- _Task description_
All lines between the start of the listing below and the line containing "Reading systems should", inclusive, must be repeated exactly.

- _Supplied data_
--------------------------------------------------
PR #2902, opened 2026-01-29
Move content fallbacks to outdated features

### LINKED ISSUE #2898: We incorrectly require use of manifest fallbacks
### Section

https://w3c.github.io/epub-specs/epub34/rs/#sec-pkg-doc-manifest

### Describe the problem

The spec currently says

> A reading system that does not support the MIME media type [rfc2046] of a given publication resource MUST traverse the manifest fallback chain [epub-34] until it identifies a supported publication resource to use in place of the unsupported resource.

However, that isn't really true, and in fact manifest resources are *discouraged* for non-spine level fallbacks (see the note at [Manifest fallbacks](https://www.w3.org/TR/epub-34/#sec-manifest-fallbacks)). 

Reading systems should be required to process the fallback mechanism used by the content to specify a supported resources. What happens when there are two or more such mechanisms is unclear.

### LINKED ISSUE #2900: Manifest fallbacks for content should be an outdated feature
### Section

https://www.w3.org/TR/epub-34/#sec-manifest-fallbacks

### Describe the problem

Prior to having an actual outdated feature list, we effectively outdated using manifest fallbacks for content by adding this note to the authoring section that defines it:

> The original reason for defining a content fallback mechanism was to handle foreign resource images in the [[html](https://www.w3.org/TR/epub-34/#bib-html)] [img](https://html.spec.whatwg.org/multipage/embedded-content.html#the-img-element) element. As HTML now has intrinsic fallback mechanisms for images, such as the [srcset](https://html.spec.whatwg.org/multipage/embedded-content.html#attr-img-srcset) attribute and [source](https://html.spec.whatwg.org/multipage/embedded-content.html#the-source-element) element, the use of content fallbacks is strongly discouraged.

Remove the authoring and processing requirements from the authoring and rs specs and add manifest fallbacks for content to the outdated features section.

Manifest fallbacks should only be used for the spine so we're not interfering in html processing.

mattgarrish:
Title pretty much says it all. We've been advising that manifest fallbacks outside the spine shouldn't be used anymore since 3.3; this just got missed while we were doing the earlier roundup of outdated stuff.

I've kept the intrinsic fallback sections as they're still relevant.

Fixes #2898
Fixes #2900 

***

Reading Systems: [Preview](https://raw.githack.com/w3c/epub-specs/fix/remove-content-fallbacks/epub34/rs/index.html) | [Diff](https://services.w3.org/htmldiff?doc1=https://www.w3.org/publications/spec-generator/%3Ftype=respec%26url=https://w3c.github.io/epub-specs/epub34/rs/index.html&doc2=https://www.w3.org/publications/spec-generator/%3Ftype=respec%26url=https://raw.githack.com/w3c/epub-specs/fix/remove-content-fallbacks/epub34/rs/index.html)

***
<a href="https://pr-preview.s3.amazonaws.com/w3c/epub-specs/pull/2902.html" title="Last updated on Feb 2, 2026, 2:50 PM UTC (aca95c8)">Preview</a> | <a href="https://pr-preview.s3.amazonaws.com/w3c/epub-specs/2902/99ef96d...aca95c8.html" title="Last updated on Feb 2, 2026, 2:50 PM UTC (aca95c8)">Diff</a>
--------------------------------------------------
- _Answer below_
PR #2902, opened 2026-01-29
Move content fallbacks to outdated features

### LINKED ISSUE #2898: We incorrectly require use of manifest fallbacks
### Section

https://w3c.github.io/epub-specs/epub34/rs/#sec-pkg-doc-manifest

### Describe the problem

The spec currently says

> A reading system that does not support the MIME media type [rfc2046] of a given publication resource MUST traverse the manifest fallback chain [epub-34] until it identifies a supported publication resource to use in place of the unsupported resource.

However, that isn't really true, and in fact manifest resources are *discouraged* for non-spine level fallbacks (see the note at [Manifest fallbacks](https://www.w3.org/TR/epub-34/#sec-manifest-fallbacks)). 

Reading systems should be required to process the fallback mechanism used by the content to specify a supported resources. What happens when there are two or more such mechanisms is unclear.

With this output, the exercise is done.